---- Data for this exercise

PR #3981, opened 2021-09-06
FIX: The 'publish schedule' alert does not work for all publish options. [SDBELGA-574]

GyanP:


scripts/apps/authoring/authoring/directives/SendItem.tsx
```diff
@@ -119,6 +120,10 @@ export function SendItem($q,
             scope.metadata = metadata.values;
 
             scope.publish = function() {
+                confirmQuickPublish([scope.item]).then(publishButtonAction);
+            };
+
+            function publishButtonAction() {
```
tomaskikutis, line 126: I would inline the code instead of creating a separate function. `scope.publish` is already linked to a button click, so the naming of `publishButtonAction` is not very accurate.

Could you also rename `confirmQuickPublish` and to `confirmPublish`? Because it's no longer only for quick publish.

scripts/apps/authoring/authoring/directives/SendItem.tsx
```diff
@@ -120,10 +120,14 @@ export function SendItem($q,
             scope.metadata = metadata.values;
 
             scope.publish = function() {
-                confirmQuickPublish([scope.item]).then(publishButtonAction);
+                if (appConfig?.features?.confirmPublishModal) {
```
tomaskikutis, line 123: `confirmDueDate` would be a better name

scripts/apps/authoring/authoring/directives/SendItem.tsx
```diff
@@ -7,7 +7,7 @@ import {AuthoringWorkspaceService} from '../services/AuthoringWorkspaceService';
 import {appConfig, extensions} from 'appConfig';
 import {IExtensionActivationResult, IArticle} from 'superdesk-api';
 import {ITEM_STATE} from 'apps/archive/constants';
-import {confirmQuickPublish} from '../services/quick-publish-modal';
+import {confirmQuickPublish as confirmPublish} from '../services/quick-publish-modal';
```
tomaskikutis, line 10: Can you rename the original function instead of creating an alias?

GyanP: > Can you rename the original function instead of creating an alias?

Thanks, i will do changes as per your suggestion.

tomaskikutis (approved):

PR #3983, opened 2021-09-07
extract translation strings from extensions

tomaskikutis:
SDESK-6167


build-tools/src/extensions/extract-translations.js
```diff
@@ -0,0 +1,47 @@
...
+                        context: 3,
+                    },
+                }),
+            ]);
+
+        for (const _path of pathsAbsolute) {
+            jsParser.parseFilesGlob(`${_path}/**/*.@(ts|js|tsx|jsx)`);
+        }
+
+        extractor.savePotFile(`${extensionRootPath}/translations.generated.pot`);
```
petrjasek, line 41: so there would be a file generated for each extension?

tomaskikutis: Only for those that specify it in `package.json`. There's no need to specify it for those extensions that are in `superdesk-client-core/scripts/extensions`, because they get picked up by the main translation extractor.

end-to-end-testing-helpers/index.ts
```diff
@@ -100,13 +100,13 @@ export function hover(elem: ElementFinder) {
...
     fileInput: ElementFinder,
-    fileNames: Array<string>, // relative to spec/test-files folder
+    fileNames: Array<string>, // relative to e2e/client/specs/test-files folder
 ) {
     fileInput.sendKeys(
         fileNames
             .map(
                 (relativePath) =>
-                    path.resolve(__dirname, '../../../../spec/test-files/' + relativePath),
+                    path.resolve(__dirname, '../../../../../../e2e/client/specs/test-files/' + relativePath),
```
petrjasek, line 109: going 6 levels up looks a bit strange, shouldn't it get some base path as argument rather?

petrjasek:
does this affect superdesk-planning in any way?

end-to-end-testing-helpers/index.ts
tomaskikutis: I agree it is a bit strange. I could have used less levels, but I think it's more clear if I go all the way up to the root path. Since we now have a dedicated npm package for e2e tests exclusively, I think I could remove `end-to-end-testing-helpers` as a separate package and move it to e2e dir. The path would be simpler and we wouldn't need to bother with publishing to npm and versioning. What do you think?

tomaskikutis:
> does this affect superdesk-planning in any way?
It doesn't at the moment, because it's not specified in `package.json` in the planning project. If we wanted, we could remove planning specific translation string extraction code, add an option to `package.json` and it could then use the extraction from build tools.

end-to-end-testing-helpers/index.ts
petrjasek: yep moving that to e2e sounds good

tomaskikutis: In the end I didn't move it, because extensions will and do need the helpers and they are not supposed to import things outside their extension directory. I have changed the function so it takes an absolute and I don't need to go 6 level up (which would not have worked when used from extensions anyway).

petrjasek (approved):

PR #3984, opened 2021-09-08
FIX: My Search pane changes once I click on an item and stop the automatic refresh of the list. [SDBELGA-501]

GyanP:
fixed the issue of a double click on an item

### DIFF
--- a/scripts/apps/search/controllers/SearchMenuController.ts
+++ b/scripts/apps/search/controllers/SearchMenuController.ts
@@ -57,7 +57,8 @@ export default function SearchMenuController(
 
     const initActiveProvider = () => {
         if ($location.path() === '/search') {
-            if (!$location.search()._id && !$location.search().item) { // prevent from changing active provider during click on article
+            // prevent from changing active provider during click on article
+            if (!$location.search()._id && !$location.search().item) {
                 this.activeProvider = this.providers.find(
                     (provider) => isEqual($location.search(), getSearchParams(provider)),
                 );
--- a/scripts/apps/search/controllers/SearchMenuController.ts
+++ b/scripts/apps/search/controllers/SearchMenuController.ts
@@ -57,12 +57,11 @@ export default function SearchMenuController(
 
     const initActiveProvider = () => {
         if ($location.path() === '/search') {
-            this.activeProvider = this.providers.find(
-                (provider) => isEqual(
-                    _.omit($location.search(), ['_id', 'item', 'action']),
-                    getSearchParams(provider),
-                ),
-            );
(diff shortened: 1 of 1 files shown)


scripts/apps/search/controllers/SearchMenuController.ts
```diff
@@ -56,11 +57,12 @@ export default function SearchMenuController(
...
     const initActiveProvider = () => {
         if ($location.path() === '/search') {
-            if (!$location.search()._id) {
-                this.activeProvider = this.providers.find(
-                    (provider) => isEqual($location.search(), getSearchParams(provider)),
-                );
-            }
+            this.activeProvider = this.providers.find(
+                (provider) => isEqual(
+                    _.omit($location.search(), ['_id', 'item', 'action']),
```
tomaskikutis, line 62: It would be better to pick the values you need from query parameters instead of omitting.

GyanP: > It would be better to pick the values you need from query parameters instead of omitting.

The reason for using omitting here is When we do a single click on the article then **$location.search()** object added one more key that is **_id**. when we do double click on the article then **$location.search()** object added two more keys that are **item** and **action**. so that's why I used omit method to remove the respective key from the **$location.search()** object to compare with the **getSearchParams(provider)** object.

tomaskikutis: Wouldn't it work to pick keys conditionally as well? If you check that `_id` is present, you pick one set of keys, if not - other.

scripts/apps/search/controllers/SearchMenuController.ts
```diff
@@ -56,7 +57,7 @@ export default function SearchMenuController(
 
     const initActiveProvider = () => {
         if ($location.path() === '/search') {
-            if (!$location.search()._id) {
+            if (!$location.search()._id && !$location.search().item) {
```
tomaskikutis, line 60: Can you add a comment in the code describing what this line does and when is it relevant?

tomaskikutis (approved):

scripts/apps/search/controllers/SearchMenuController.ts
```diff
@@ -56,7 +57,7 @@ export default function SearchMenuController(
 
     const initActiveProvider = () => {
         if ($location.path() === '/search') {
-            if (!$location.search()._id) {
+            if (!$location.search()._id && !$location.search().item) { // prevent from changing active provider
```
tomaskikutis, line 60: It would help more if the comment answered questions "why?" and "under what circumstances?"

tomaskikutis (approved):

--------

# [Activity]
Take the entries and copy them out exactly.

# [Answer section]
PR #3981, opened 2021-09-06
FIX: The 'publish schedule' alert does not work for all publish options. [SDBELGA-574]

GyanP:


scripts/apps/authoring/authoring/directives/SendItem.tsx
```diff
@@ -119,6 +120,10 @@ export function SendItem($q,
             scope.metadata = metadata.values;
 
             scope.publish = function() {
+                confirmQuickPublish([scope.item]).then(publishButtonAction);
+            };
+
+            function publishButtonAction() {
```
tomaskikutis, line 126: I would inline the code instead of creating a separate function. `scope.publish` is already linked to a button click, so the naming of `publishButtonAction` is not very accurate.

Could you also rename `confirmQuickPublish` and to `confirmPublish`? Because it's no longer only for quick publish.

scripts/apps/authoring/authoring/directives/SendItem.tsx
```diff
@@ -120,10 +120,14 @@ export function SendItem($q,
             scope.metadata = metadata.values;
 
             scope.publish = function() {
-                confirmQuickPublish([scope.item]).then(publishButtonAction);
+                if (appConfig?.features?.confirmPublishModal) {
```
tomaskikutis, line 123: `confirmDueDate` would be a better name

scripts/apps/authoring/authoring/directives/SendItem.tsx
```diff
@@ -7,7 +7,7 @@ import {AuthoringWorkspaceService} from '../services/AuthoringWorkspaceService';
 import {appConfig, extensions} from 'appConfig';
 import {IExtensionActivationResult, IArticle} from 'superdesk-api';
 import {ITEM_STATE} from 'apps/archive/constants';
-import {confirmQuickPublish} from '../services/quick-publish-modal';
+import {confirmQuickPublish as confirmPublish} from '../services/quick-publish-modal';
```
tomaskikutis, line 10: Can you rename the original function instead of creating an alias?

GyanP: > Can you rename the original function instead of creating an alias?

Thanks, i will do changes as per your suggestion.

tomaskikutis (approved):

PR #3983, opened 2021-09-07
extract translation strings from extensions

tomaskikutis:
SDESK-6167


build-tools/src/extensions/extract-translations.js
```diff
@@ -0,0 +1,47 @@
...
+                        context: 3,
+                    },
+                }),
+            ]);
+
+        for (const _path of pathsAbsolute) {
+            jsParser.parseFilesGlob(`${_path}/**/*.@(ts|js|tsx|jsx)`);
+        }
+
+        extractor.savePotFile(`${extensionRootPath}/translations.generated.pot`);
```
petrjasek, line 41: so there would be a file generated for each extension?

tomaskikutis: Only for those that specify it in `package.json`. There's no need to specify it for those extensions that are in `superdesk-client-core/scripts/extensions`, because they get picked up by the main translation extractor.

end-to-end-testing-helpers/index.ts
```diff
@@ -100,13 +100,13 @@ export function hover(elem: ElementFinder) {
...
     fileInput: ElementFinder,
-    fileNames: Array<string>, // relative to spec/test-files folder
+    fileNames: Array<string>, // relative to e2e/client/specs/test-files folder
 ) {
     fileInput.sendKeys(
         fileNames
             .map(
                 (relativePath) =>
-                    path.resolve(__dirname, '../../../../spec/test-files/' + relativePath),
+                    path.resolve(__dirname, '../../../../../../e2e/client/specs/test-files/' + relativePath),
```
petrjasek, line 109: going 6 levels up looks a bit strange, shouldn't it get some base path as argument rather?

petrjasek:
does this affect superdesk-planning in any way?

end-to-end-testing-helpers/index.ts
tomaskikutis: I agree it is a bit strange. I could have used less levels, but I think it's more clear if I go all the way up to the root path. Since we now have a dedicated npm package for e2e tests exclusively, I think I could remove `end-to-end-testing-helpers` as a separate package and move it to e2e dir. The path would be simpler and we wouldn't need to bother with publishing to npm and versioning. What do you think?

tomaskikutis:
> does this affect superdesk-planning in any way?
It doesn't at the moment, because it's not specified in `package.json` in the planning project. If we wanted, we could remove planning specific translation string extraction code, add an option to `package.json` and it could then use the extraction from build tools.

end-to-end-testing-helpers/index.ts
petrjasek: yep moving that to e2e sounds good

tomaskikutis: In the end I didn't move it, because extensions will and do need the helpers and they are not supposed to import things outside their extension directory. I have changed the function so it takes an absolute and I don't need to go 6 level up (which would not have worked when used from extensions anyway).

petrjasek (approved):

PR #3984, opened 2021-09-08
FIX: My Search pane changes once I click on an item and stop the automatic refresh of the list. [SDBELGA-501]

GyanP:
fixed the issue of a double click on an item

### DIFF
--- a/scripts/apps/search/controllers/SearchMenuController.ts
+++ b/scripts/apps/search/controllers/SearchMenuController.ts
@@ -57,7 +57,8 @@ export default function SearchMenuController(
 
     const initActiveProvider = () => {
         if ($location.path() === '/search') {
-            if (!$location.search()._id && !$location.search().item) { // prevent from changing active provider during click on article
+            // prevent from changing active provider during click on article
+            if (!$location.search()._id && !$location.search().item) {
                 this.activeProvider = this.providers.find(
                     (provider) => isEqual($location.search(), getSearchParams(provider)),
                 );
--- a/scripts/apps/search/controllers/SearchMenuController.ts
+++ b/scripts/apps/search/controllers/SearchMenuController.ts
@@ -57,12 +57,11 @@ export default function SearchMenuController(
 
     const initActiveProvider = () => {
         if ($location.path() === '/search') {
-            this.activeProvider = this.providers.find(
-                (provider) => isEqual(
-                    _.omit($location.search(), ['_id', 'item', 'action']),
-                    getSearchParams(provider),
-                ),
-            );
(diff shortened: 1 of 1 files shown)


scripts/apps/search/controllers/SearchMenuController.ts
```diff
@@ -56,11 +57,12 @@ export default function SearchMenuController(
...
     const initActiveProvider = () => {
         if ($location.path() === '/search') {
-            if (!$location.search()._id) {
-                this.activeProvider = this.providers.find(
-                    (provider) => isEqual($location.search(), getSearchParams(provider)),
-                );
-            }
+            this.activeProvider = this.providers.find(
+                (provider) => isEqual(
+                    _.omit($location.search(), ['_id', 'item', 'action']),
```
tomaskikutis, line 62: It would be better to pick the values you need from query parameters instead of omitting.

GyanP: > It would be better to pick the values you need from query parameters instead of omitting.

The reason for using omitting here is When we do a single click on the article then **$location.search()** object added one more key that is **_id**. when we do double click on the article then **$location.search()** object added two more keys that are **item** and **action**. so that's why I used omit method to remove the respective key from the **$location.search()** object to compare with the **getSearchParams(provider)** object.

tomaskikutis: Wouldn't it work to pick keys conditionally as well? If you check that `_id` is present, you pick one set of keys, if not - other.

scripts/apps/search/controllers/SearchMenuController.ts
```diff
@@ -56,7 +57,7 @@ export default function SearchMenuController(
 
     const initActiveProvider = () => {
         if ($location.path() === '/search') {
-            if (!$location.search()._id) {
+            if (!$location.search()._id && !$location.search().item) {
```
tomaskikutis, line 60: Can you add a comment in the code describing what this line does and when is it relevant?

tomaskikutis (approved):

scripts/apps/search/controllers/SearchMenuController.ts
```diff
@@ -56,7 +57,7 @@ export default function SearchMenuController(
 
     const initActiveProvider = () => {
         if ($location.path() === '/search') {
-            if (!$location.search()._id) {
+            if (!$location.search()._id && !$location.search().item) { // prevent from changing active provider
```
tomaskikutis, line 60: It would help more if the comment answered questions "why?" and "under what circumstances?"

tomaskikutis (approved):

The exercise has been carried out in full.